My typical hard drives for home are 35C to 45C. I put them in front of a slow intake fan, as close to bottom of case as possible. Google’s data shows higher failure rates around 30 C. What ambient or case temperatures were these drives in? I don’t have experience in server rooms.

They don’t mention that specifically. But based upon heat ranges all over the board I’m guessing here that it’s a data center without floor blown cooling. So a rack that isn’t near an air handling unit might have temperatures greater than say, one near the unit. The overhead type of cooling leads to more hotspots (in my opinion.)

The side problem is that no two racks tend to get built out the same once equipment gets placed. In Googles case maybe they have a standard form factor, but since they use hard drives that are off the shelf and vary in size, I’m guessing they use enclosures that are different sizes too. So one case may run hotter than another, and those furthest from the cooling source would run very hot.
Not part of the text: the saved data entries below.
PR #988, opened 2022-10-03
Tweaks to datetime optimization

rzats:
**Prerequisites**:

- [x] Build is successful

### Summary

A followup PR to https://github.com/cmu-delphi/delphi-epidata/pull/977, this makes a few changes to the new datetime optimization code:
- merges `days_to_ranges` and `weeks_to_ranges` into a single `_to_ranges` function with `Callable` arguments
- adds extra tests for some edge cases, as well as `TimePair` objects
- other minor changes

### DIFF
--- a/src/server/_query.py
+++ b/src/server/_query.py
@@ -22,7 +22,7 @@ from ._printer import create_printer, APrinter
 from ._exceptions import DatabaseErrorException
 from ._validate import DateRange, extract_strings
 from ._params import GeoPair, SourceSignalPair, TimePair
-from .utils import time_values_to_ranges
+from .utils import time_values_to_ranges, days_to_ranges, weeks_to_ranges
 
 
 def date_string(value: int) -> str:
@@ -187,7 +187,7 @@ def filter_time_pairs(
         params[type_param] = pair.time_type
         if isinstance(pair.time_values, bool) and pair.time_values:
             return f"{type_field} = :{type_param}"
-        ranges = time_values_to_ranges(pair.time_values)
+        ranges = weeks_to_ranges(pair.time_values) if pair.is_week else days_to_ranges(pair.time_values)
         return f"({type_field} = :{type_param} AND {filter_integers(time_field, cast(Sequence[Union[int, Tuple[int,int]]], ranges), type_param, params)})"
 
     parts = [filter_pair(p, i) for i, p in enumerate(values)]
--- a/src/server/_query.py
+++ b/src/server/_query.py
@@ -187,7 +187,7 @@ def filter_time_pairs(
         params[type_param] = pair.time_type
         if isinstance(pair.time_values, bool) and pair.time_values:
             return f"{type_field} = :{type_param}"
-        ranges = weeks_to_ranges(pair.time_values) if pair.is_week else days_to_ranges(pair.time_values)
+        ranges = dates_to_ranges(pair.time_values)
         return f"({type_field} = :{type_param} AND {filter_integers(time_field, cast(Sequence[Union[int, Tuple[int,int]]], ranges), type_param, params)})"
 
     parts = [filter_pair(p, i) for i, p in enumerate(values)]
--- a/src/server/_query.py
+++ b/src/server/_query.py
@@ -22,7 +22,7 @@ from ._printer import create_printer, APrinter
 from ._exceptions import DatabaseErrorException
 from ._validate import DateRange, extract_strings
 from ._params import GeoPair, SourceSignalPair, TimePair
-from .utils import dates_to_ranges, days_to_ranges, weeks_to_ranges
+from .utils import time_values_to_ranges
 
 
 def date_string(value: int) -> str:
@@ -90,7 +90,7 @@ def filter_dates(
     param_key: str,
     params: Dict[str, Any],
 ):
-    ranges = dates_to_ranges(values)
+    ranges = time_values_to_ranges(values)
     return filter_values(field, ranges, param_key, params, date_string)
 
 
@@ -187,7 +187,7 @@ def filter_time_pairs(
         params[type_param] = pair.time_type
         if isinstance(pair.time_values, bool) and pair.time_values:
             return f"{type_field} = :{type_param}"
-        ranges = dates_to_ranges(pair.time_values)
+        ranges = time_values_to_ranges(pair.time_values)
         return f"({type_field} = :{type_param} AND {filter_integers(time_field, cast(Sequence[Union[int, Tuple[int,int]]], ranges), type_param, params)})"
 
     parts = [filter_pair(p, i) for i, p in enumerate(values)]
--- a/src/server/_query.py
+++ b/src/server/_query.py
@@ -22,7 +22,7 @@ from ._printer import create_printer, APrinter
 from ._exceptions import DatabaseErrorException
 from ._validate import DateRange, extract_strings
 from ._params import GeoPair, SourceSignalPair, TimePair
-from .utils import dates_to_ranges
+from .utils import dates_to_ranges, days_to_ranges, weeks_to_ranges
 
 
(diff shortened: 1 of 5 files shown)


src/server/utils/dates.py
```diff
@@ -88,63 +89,33 @@ def dates_to_ranges(values: Optional[Sequence[Union[Tuple[int, int], int]]]) ->
...
-        if m[0] == m[1]:
-            ranges.append(date_to_time_value(m[0]))
-        else:
-            ranges.append((date_to_time_value(m[0]), date_to_time_value(m[1])))
-
-    return ranges
+    return _to_ranges(values, time_value_to_date, date_to_time_value, lambda x: x - timedelta(days=1))
 
 def weeks_to_ranges(values: Sequence[Union[Tuple[int, int], int]]) -> Sequence[Union[Tuple[int, int], int]]:
+    return _to_ranges(values, week_value_to_week, week_to_time_value, lambda x: x - 1)
```
dshemetov, line 106: Can this decrement function correctly handle the first week of they year, like `202201`?

melange396: if x is a `Week` object, then it should

src/server/utils/dates.py
```diff
@@ -88,63 +89,33 @@ def dates_to_ranges(values: Optional[Sequence[Union[Tuple[int, int], int]]]) ->
...
+
+def _to_ranges(values: Sequence[Union[Tuple[int, int], int]], value_to_date: Callable, date_to_value: Callable, decrement: Callable) -> Sequence[Union[Tuple[int, int], int]]:
```
melange396, line 108:
```suggestion
def _to_ranges(values: Sequence[Union[Tuple[int, int], int]], value_to_date: Callable, date_to_value: Callable, time_unit: Union[int, timedelta]) -> Sequence[Union[Tuple[int, int], int]]:
```

the idea is to put as much common code into `_to_ranges` as possible, and to simplify the methods that call it as much as possible.  putting lambdas in the one-liners takes away from readability, and specifying just the unit to subtract is clearer.

src/server/utils/dates.py
```diff
@@ -153,18 +124,18 @@ def weeks_to_ranges(values: Sequence[Union[Tuple[int, int], int]]) -> Sequence[U
     for interval in intervals:
         # no overlap, append the interval
         # caveat: we subtract 1 from interval[0] so that contiguous intervals are considered overlapping. i.e. [1, 1], [2, 2] -> [1, 2]
-        if not merged or merged[-1][1] < interval[0] - 1:
+        if not merged or merged[-1][1] < decrement(interval[0]):
```
melange396, line 127:
```suggestion
        if not merged or merged[-1][1] < interval[0] - time_unit:
```

(continuation of suggestion above)

src/server/utils/dates.py
```diff
@@ -88,63 +89,33 @@ def dates_to_ranges(values: Optional[Sequence[Union[Tuple[int, int], int]]]) ->
...
-            intervals.append([week_value_to_week(v), week_value_to_week(v)])
+            # 20200101 -> [20200101, 20200101]
+            intervals.append([value_to_date(v), value_to_date(v)])
         else: # tuple
-            # (202001, 202002) -> [202001, 202002]
-            intervals.append([week_value_to_week(v[0]), week_value_to_week(v[1])])
+            # (20200101, 20200102) -> [20200101, 20200102]
+            intervals.append([value_to_date(v[0]), value_to_date(v[1])])
 
     intervals.sort(key=lambda x: x[0])
```
melange396, line 120:
```suggestion
    intervals.sort()
```

providing the sort key here is an unnecessary complication which can confuse the reader.

src/server/_query.py
```diff
@@ -22,7 +22,7 @@
 from ._exceptions import DatabaseErrorException
 from ._validate import DateRange, extract_strings
 from ._params import GeoPair, SourceSignalPair, TimePair
-from .utils import dates_to_ranges
+from .utils import dates_to_ranges, days_to_ranges, weeks_to_ranges
```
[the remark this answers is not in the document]
melange396: also, if we arent going to use the other two methods here, they should come out of the import statement.

melange396 (changes requested):
lookin good!  im sorry if it seems like im picking at nits, but this is a nucleation point for changes that sweep through this call stack, and we will be able to make a lot of changes for the better soon!

i also have a [new comment](https://github.com/cmu-delphi/delphi-epidata/pull/977/files#r986447003) regarding changes to `src/server/_query.py` in the previous PR.

src/server/utils/dates.py
rzats: Yes, the "-" here is a logical operation in the `epiweeks` package, not naive integer subtraction - see https://epiweeks.readthedocs.io/en/stable/usage.html#rich-comparison-and-logical-operations

src/server/utils/dates.py
```diff
@@ -25,11 +26,11 @@ def week_value_to_week(value: int) -> Week:
     return Week(year=year, week=week)
 
 def guess_time_value_is_day(value: int) -> bool:
-    # YYYYMMDD type and not YYYYMM
+    # YYYYMMDD or YYYY-MM-DD type and not YYYYMM
```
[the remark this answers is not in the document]
rzats: Good point, and changing it to `== 8` doesn't break any tests. I'll make that change

src/server/utils/dates.py
rzats: Looked it up and it's indeed the default behavior, good catch!

melange396:
good stuff, theres just the comment i left in the previous PR about not guessing at the date type when we dont have to: https://github.com/cmu-delphi/delphi-epidata/pull/977/files#r986447003

src/server/utils/dates.py
```diff
@@ -88,83 +89,56 @@ def dates_to_ranges(values: Optional[Sequence[Union[Tuple[int, int], int]]]) ->
...
+        # convert intervals from dates/weeks back to integers
+        ranges = []
+        for m in merged:
+            if m[0] == m[1]:
+                ranges.append(date_to_value(m[0]))
+            else:
+                ranges.append((date_to_value(m[0]), date_to_value(m[1])))
+
+        return ranges
+    except:
```
melange396, line 143: a `logger.info` that reports the reason for this fall-through would be good.  itll almost certainly be a bad conversion in `value_to_date()`, in which case we might wanna see what bad inputs we are being handed.

src/server/utils/dates.py
```diff
@@ -88,83 +89,56 @@ def dates_to_ranges(values: Optional[Sequence[Union[Tuple[int, int], int]]]) ->
 
     # determine whether the list is of days (YYYYMMDD) or weeks (YYYYWW) based on first element
     try:
```
melange396, line 91: can we get rid of this `try/except` now too?

melange396 (changes requested):
quick little things and i think itll be good to go!

src/server/utils/dates.py
dshemetov: The type hints are misleading here then? `values: Sequence[Union[Tuple[int, int], int]]`

src/server/utils/dates.py
```diff
@@ -87,84 +88,55 @@ def dates_to_ranges(values: Optional[Sequence[Union[Tuple[int, int], int]]]) ->
...
+        ranges = []
+        for m in merged:
+            if m[0] == m[1]:
+                ranges.append(date_to_value(m[0]))
+            else:
+                ranges.append((date_to_value(m[0]), date_to_value(m[1])))
+
+        return ranges
+    except:
+        logging.info('bad input to date ranges', detail=values)
```
melange396, line 141: we should add the actual exception and its message to this too

melange396 (approved):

Probably the strangest thing I’ve seen is when a data center loses all cooling for an extended period. You get to see exactly what breaks down and when. Surprisingly I’ve seen a large storage array full of hard disks come through extended periods with NO problem. Servers on the other hand … not so much.

For most of you, any hard drives you have in your place of residence will most likely be in the 40C to 60C temperature range. So keep those fans blowing/sucking air over your hard drives.

Those of you who cool your homes down to the ambient temperature of a data center (~20C, 50% humidity) are fucked. :-)

Those are amazing results. However, do note the following:

What stands out are the 3 and 4-year old drives, where the trend for higher failures with higher temperature is much more constant and also more

We can conclude that at moderate temperature ranges it is likely that there are other effects which affect failure rates much more strongly than temperatures do.

Plausible explanation: those super-cool drives that fail early do so because they were run to the ground on extremely heavy duty – which is also why they received so much cooling in the first place. Correlation, not causation…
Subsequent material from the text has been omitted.